Weekly Pilates Workout Schedule: September Week 4 (Sep 23 - Sep 29, 2024)

Welcome to Week 39 of your Pilates journey! This week’s schedule has 3 new workouts from the 7-Day Posture Challenge, designed to enhance your posture, sculpt your arms, and strengthen your back. We’ll also include some Pilates booty and mobility sessions to keep things balanced. Whether you’re joining for the full challenge or just picking a few workouts, you’ll feel stronger, more aligned, and energised by the end of the week.

Here is what the 7 Day Posture Challenge schedule looks like (3 out of 7 videos will be uploaded in this weekly schedule.

Day 1: 15 min Fix Your Posture: Reset Routine (2 - 4kg dumbbells suggested)
Day 2: 10 min Bicep and Tricep Sculpt Superset (2 - 4kg dumbbells suggested)
Day 3: 15 min Team Back and Arms (with optional ankle weights or light hand weighs) 
Day 4: 15 min Upper Body Posture Quickie (with long resistance band)
Day 5: 10 min All Standing Toned Arms (3 - 4kg dumbbells suggested)
Day 6: 10 min Baby Got Back (2 - 4kg dumbbells suggested)
Day 7: 15 min Lengthen and Align for Perfect Posture (light hand weight suggested)

Here’s your breakdown of your workouts to complete this week, along with the equipment you’ll need.

Weekly Breakdown:

Monday (Sept 23)

  • Fix Your Posture - 7 Day Posture Challenge (NEW)
    Duration: 15 min
    Equipment: 2-4 kg dumbbells suggested
    Kick off the challenge with a posture training routine that incorporates dumbbells to target the muscles that support good alignment—especially in your upper body and core.

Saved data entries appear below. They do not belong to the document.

PR #574, opened 2023-08-06
solution

Kinderwagen:
[DEMO LINK](https://Kinderwagen.github.io/react_redux-list-of-todos/)

### DIFF
--- a/src/components/TodoList/TodoList.tsx
+++ b/src/components/TodoList/TodoList.tsx
@@ -1,208 +1,100 @@
 /* eslint-disable max-len */
 import React from 'react';
+import { useAppDispatch, useAppSelector } from '../../app/hooks';
+import { actions as curentTodoFeat } from '../../features/currentTodo';
+import { Todo } from '../../types/Todo';
+import { Status } from '../../types/Status';
 
 export const TodoList: React.FC = () => {
+  const dispatch = useAppDispatch();
+
+  const currentTodo = useAppSelector(state => state.currentTodo);
+  const filter = useAppSelector(state => state.filter);
+  const todos = useAppSelector(state => state.todos.filter(
+    (todo: Todo) => {
+      return todo.title.toLocaleLowerCase().includes(filter.query.toLocaleLowerCase());
+    },
+  ));
+
+  const isSelected = (id: number) => currentTodo?.id === id;
+
+  const visibleTodos = () => {
+    switch (filter.status) {
+      case Status.All:
+        return todos.filter((todo: Todo) => todo);
+      case Status.Active:
+        return todos.filter((todo: Todo) => !todo.completed);
+      case Status.Completed:
+        return todos.filter((todo: Todo) => todo.completed);
+      default:
+        return todos;
+    }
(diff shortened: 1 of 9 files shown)


src/components/TodoList/TodoList.tsx
```diff
@@ -1,208 +1,100 @@
...
+    switch (filter.status) {
+      case Status.All:
+        return todos.filter((todo: Todo) => todo);
+      case Status.Active:
+        return todos.filter((todo: Todo) => !todo.completed);
+      case Status.Completed:
+        return todos.filter((todo: Todo) => todo.completed);
+      default:
+        return todos;
+    }
```
etojeDenys, line 31: better to cover it in useMemo and use as var instead of function

src/components/TodoList/TodoList.tsx
```diff
@@ -1,208 +1,100 @@
...
+
+                <td className="has-text-right is-vcentered">
+                  <button
+                    data-cy="selectButton"
+                    className="button"
+                    type="button"
+                    onClick={() => dispatch(curentTodoFeat.setTodo(todo))}
+                  >
+                    <span className="icon">
+                      <i className={`far ${isSelected(id) ? 'fa-eye-slash' : 'fa-eye'}`} />
```
etojeDenys, line 91: let's use classNames package for such complex classes

src/features/filter.ts
```diff
@@ -1,10 +1,49 @@
...
+type AllActions = { type: 'ALL', payload: string };
+type ActiveActions = { type: 'ACTIVE', payload: string };
+type CompletedActions = { type: 'COMPLETED', payload: string };
+type InputActions = { type: 'INPUT', payload: string };
+
+type Action = AllActions | ActiveActions | CompletedActions | InputActions;
+
+const all = (query: string): Action => ({ type: 'ALL', payload: query });
+const active = (query: string): Action => ({ type: 'ACTIVE', payload: query });
+const completed = (query: string): Action => (
```
etojeDenys, line 12: better to create one action instead of these three and pass in this action in payload status value

etojeDenys (changes requested):

src/components/TodoList/TodoList.tsx
```diff
@@ -1,208 +1,100 @@
...
+  const visibleTodos = useMemo(() => {
+    switch (filter.status) {
+      case Status.All:
+        return todos.filter((todo: Todo) => todo);
+      case Status.Active:
+        return todos.filter((todo: Todo) => !todo.completed);
+      case Status.Completed:
+        return todos.filter((todo: Todo) => todo.completed);
+      default:
+        return todos;
```
etojeDenys, line 31:
```suggestion
    switch (filter.status) {
      case Status.Active:
        return todos.filter((todo: Todo) => !todo.completed);
      case Status.Completed:
        return todos.filter((todo: Todo) => todo.completed);
      case Status.All:
      default:
        return todos;
```

etojeDenys (approved):
lgtm

PR #579, opened 2023-08-09
react_redux-list-of-todos is done

Anastasiya145:
[DEMO LINK](https://Anastasiya145.github.io/react_redux-list-of-todos/)


src/features/filter.ts
```diff
@@ -1,10 +1,63 @@
...
+const setQuery = (query: string): SetQueryAction => ({
+  type: 'filter/QUERY_SET',
+  payload: query,
+});
+
+const clearQuery = (): ClearQueryAction => ({
+  type: 'filter/QUERY_CLEAR',
+});
+
+const setStatus = (status: string): SetStatusAction => ({
```
polosanya, line 26: The `status` parameter of the `setStatus` function should use `Status` instead of `string` type.
Fix all cases

src/App.tsx
```diff
@@ -21,14 +49,14 @@ export const App: React.FC = () => {
             </div>
 
             <div className="block">
-              <Loader />
-              <TodoList />
+              {isLoading && <Loader />}
+              {isTodosFound && <TodoList />}
```
polosanya, line 53: The condition 'isTodosFound' will always evaluate to true because 'todos' is an array and in JavaScript, an empty array is a truthy value. Consider checking the length of 'todos' array instead.

src/App.tsx
```diff
@@ -1,14 +1,42 @@
...
 import { TodoModal } from './components/TodoModal';
 import { Loader } from './components/Loader';
+import { useAppDispatch, useAppSelector } from './app/hooks';
+import { getTodos } from './api';
+import { Todo } from './types/Todo';
+import { todosActions } from './features/todos';
 
 export const App: React.FC = () => {
+  const [isLoading, setIsLoading] = useState(false);
+  const dispach = useAppDispatch();
```
polosanya, line 17:
```suggestion
  const dispatch = useAppDispatch();
```

polosanya (changes requested):
Good job! Let's improve your code a bit)

lerastarynets (approved):
You're making excellent progress!

PR #582, opened 2023-08-10
solution

gabriella135:
[DEMO LINK](https://gabriella135.github.io/react_redux-list-of-todos/)


maxim2310 (changes requested):
Almost there) Just one more thing needs to be fixed
not need to make request on every query and status change just make filter of current state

  • 10 Min Pilates Workout + Chair
    Duration: 10 min
    Equipment: Chair
    Add a quick, low-impact workout using a chair to focus on stability and core strength, enhancing your body’s posture.

Tuesday (Sept 24)

  • Pilates for Posture
    Duration: 35 min
    Equipment: 1 kg dumbbells (optional)
    This longer routine focuses on improving your overall posture with full-body movements while engaging your core and upper body to create lasting improvements in alignment.

Wednesday (Sept 25)

  • Arm Sculpt: Bicep and Tricep Sculpt Superset - 7 Day Posture Challenge (Day 2)
    Duration: 10 min
    Equipment: 2-4 kg dumbbells suggested
    Work on your biceps and triceps with this focused arm-sculpting session. Strong arms not only look great but also support better posture throughout the day.

  • The Ultimate Morning Mobility Routine
    Duration: 10 min
    Equipment: None
    A perfect way to begin or end your day! This mobility-focused routine combines stretches and breathwork to open up your body, ideal for maintaining flexibility and flow in your joints.

Thursday (Sept 26)

  • Your Everyday Posture Workout
    Duration: 20 min
    Equipment: None
    An all-around posture-strengthening workout that helps you build core strength and body awareness. No equipment is needed—just show up and work on your alignment.

Friday (Sept 27)

  • Pilates Booty w/ Dumbbells - Day 5 of 5 Day Booty Challenge
    Duration: 18 min
    Equipment: Dumbbells (1-2 kg)
    Focus on your lower body today! This routine targets your glutes and hamstrings using light weights for extra intensity. A toned booty complements good posture by balancing the body.

Saturday (Sept 28)

  • Team Back and Arms - 7 Day Posture Challenge (Day 3)
    Duration: 15 min
    Equipment: Optional ankle weights or light hand weights (1-2 kg)
    Sculpt and strengthen your back and arms with this routine. Adding light weights will intensify the workout.

  • Perfect Posture - 7 Day Posture Challenge (Day 7)
    Duration: 15 min
    Equipment: Light hand weight (optional)
    End the challenge with this gentle but effective routine that focuses on lengthening your spine and aligning your body for perfect posture.

Sunday (Sept 29) – Rest & Recovery
Take a well-deserved rest day! Focus on stretching, hydrating, and maybe going for a light walk or indulging in a relaxing bath. Recovery is as important as the workouts themselves!

Equipment You'll Need:

  • Dumbbells: 2-4 kg for posture and upper body routines.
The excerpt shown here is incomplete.